= WHAT IS REQUIRED =
Copy all of the records word for word.
####################
PR #686, opened 2024-10-31
Add new event type E_MOVE to typelibrary with detailed information.

franz-hoepfinger-4diac:

PR #2341, opened 2026-03-29
Add configurable DataType support for E_MOVE block

franz-hoepfinger-4diac:
E_MOVE now uses ConfigurableMoveFB like F_MOVE, enabling the
DataType dropdown in the Properties View. This allows users to
configure the data type for E_MOVE pins at runtime, matching
the behavior of F_MOVE.

F_MOVE is a "forward always" Block, 
E_MOVE is a "sample and hold" Block introduced with this PR: https://github.com/eclipse-4diac/4diac-ide/pull/686

- Add TYPENAME_EMOVE and PACKAGE_NAME_EMOVE constants to LibraryElementTags
- Extend BlockInstanceFactory to create ConfigurableMoveFB for E_MOVE
- Update E_MOVE.fbt type definitions with new VersionInfo entries

Contributed on behalf of HR Agrartechnik GmbH.
Signed-off-by: Franz Höpfinger <f.hoepfinger@hr-agrartechnik.de>

### DIFF
--- a/data/typelibrary/events-1.0.0/typelib/E_MOVE.fbt
+++ b/data/typelibrary/events-1.0.0/typelib/E_MOVE.fbt
@@ -6,6 +6,8 @@
 	</VersionInfo>
 	<VersionInfo Organization=" HR Agrartechnik GmbH" Version="1.1" Author="Franz Höpfinger" Date="2024-10-31" Remarks="Copy F_MOVE to E_MOVE and adjust Comments">
 	</VersionInfo>
+	<VersionInfo Organization="HR Agrartechnik GmbH" Version="1.2" Author="Franz Höpfinger" Date="2026-03-29" Remarks="Added configurable DataType for E_MOVE similar to F_MOVE">
+	</VersionInfo>
 	<InterfaceList>
 		<EventInputs>
 			<Event Name="REQ" Type="Event" Comment="Normal Execution Request">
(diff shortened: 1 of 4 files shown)


azoitl (changes requested):
We do not have this block in 4diac FORTE. Now that I see it again I don't even understand what it does. Therefore I would like to delete it as I do not see any value compared to the F_MOVE block.

franz-hoepfinger-4diac:
@azoitl 

- do we need E_MOVE ? 
- should we better name it ? 

ma Favourite was to name it somehow like E_D_FF, so E_D_FF_BYTE and so on .. as Generic FB would fit right ? 

or do we have the SAME/SIMILAR functionality in the rtevents lib ? 
i am trying to dig a bit deeper, but unfortunately there is less Documentation. 
https://github.com/eclipse-4diac/4diac-ide/discussions/2395#discussioncomment-16587579
but, if i interpret TMIN correct, this is already a Minimum Inter-Arrival Time protecting subsequent Systems from Event-Storms... 
however E_MOVE should do something similar (only fire a Event when Data is changed) it is similar in the Goal right ?

franz-hoepfinger-4diac:
ALTERNATIVE: https://github.com/eclipse-4diac/4diac-ide/pull/2398
my clear preference would be to close this and merge https://github.com/eclipse-4diac/4diac-ide/pull/2398

franz-hoepfinger-4diac:
> ALTERNATIVE: #2398 my clear preference would be to close this and merge #2398

@azoitl Ready for review. if you also preffer #2398 i would close this !

azoitl:
I also like the name in #2398 more and would go with that one. Therefore closing this here.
####################
= PROBLEM SOLUTION =
PR #686, opened 2024-10-31
Add new event type E_MOVE to typelibrary with detailed information.

franz-hoepfinger-4diac:

PR #2341, opened 2026-03-29
Add configurable DataType support for E_MOVE block

franz-hoepfinger-4diac:
E_MOVE now uses ConfigurableMoveFB like F_MOVE, enabling the
DataType dropdown in the Properties View. This allows users to
configure the data type for E_MOVE pins at runtime, matching
the behavior of F_MOVE.

F_MOVE is a "forward always" Block, 
E_MOVE is a "sample and hold" Block introduced with this PR: https://github.com/eclipse-4diac/4diac-ide/pull/686

- Add TYPENAME_EMOVE and PACKAGE_NAME_EMOVE constants to LibraryElementTags
- Extend BlockInstanceFactory to create ConfigurableMoveFB for E_MOVE
- Update E_MOVE.fbt type definitions with new VersionInfo entries

Contributed on behalf of HR Agrartechnik GmbH.
Signed-off-by: Franz Höpfinger <f.hoepfinger@hr-agrartechnik.de>

### DIFF
--- a/data/typelibrary/events-1.0.0/typelib/E_MOVE.fbt
+++ b/data/typelibrary/events-1.0.0/typelib/E_MOVE.fbt
@@ -6,6 +6,8 @@
 	</VersionInfo>
 	<VersionInfo Organization=" HR Agrartechnik GmbH" Version="1.1" Author="Franz Höpfinger" Date="2024-10-31" Remarks="Copy F_MOVE to E_MOVE and adjust Comments">
 	</VersionInfo>
+	<VersionInfo Organization="HR Agrartechnik GmbH" Version="1.2" Author="Franz Höpfinger" Date="2026-03-29" Remarks="Added configurable DataType for E_MOVE similar to F_MOVE">
+	</VersionInfo>
 	<InterfaceList>
 		<EventInputs>
 			<Event Name="REQ" Type="Event" Comment="Normal Execution Request">
(diff shortened: 1 of 4 files shown)


azoitl (changes requested):
We do not have this block in 4diac FORTE. Now that I see it again I don't even understand what it does. Therefore I would like to delete it as I do not see any value compared to the F_MOVE block.

franz-hoepfinger-4diac:
@azoitl 

- do we need E_MOVE ? 
- should we better name it ? 

ma Favourite was to name it somehow like E_D_FF, so E_D_FF_BYTE and so on .. as Generic FB would fit right ? 

or do we have the SAME/SIMILAR functionality in the rtevents lib ? 
i am trying to dig a bit deeper, but unfortunately there is less Documentation. 
https://github.com/eclipse-4diac/4diac-ide/discussions/2395#discussioncomment-16587579
but, if i interpret TMIN correct, this is already a Minimum Inter-Arrival Time protecting subsequent Systems from Event-Storms... 
however E_MOVE should do something similar (only fire a Event when Data is changed) it is similar in the Goal right ?

franz-hoepfinger-4diac:
ALTERNATIVE: https://github.com/eclipse-4diac/4diac-ide/pull/2398
my clear preference would be to close this and merge https://github.com/eclipse-4diac/4diac-ide/pull/2398

franz-hoepfinger-4diac:
> ALTERNATIVE: #2398 my clear preference would be to close this and merge #2398

@azoitl Ready for review. if you also preffer #2398 i would close this !

azoitl:
I also like the name in #2398 more and would go with that one. Therefore closing this here.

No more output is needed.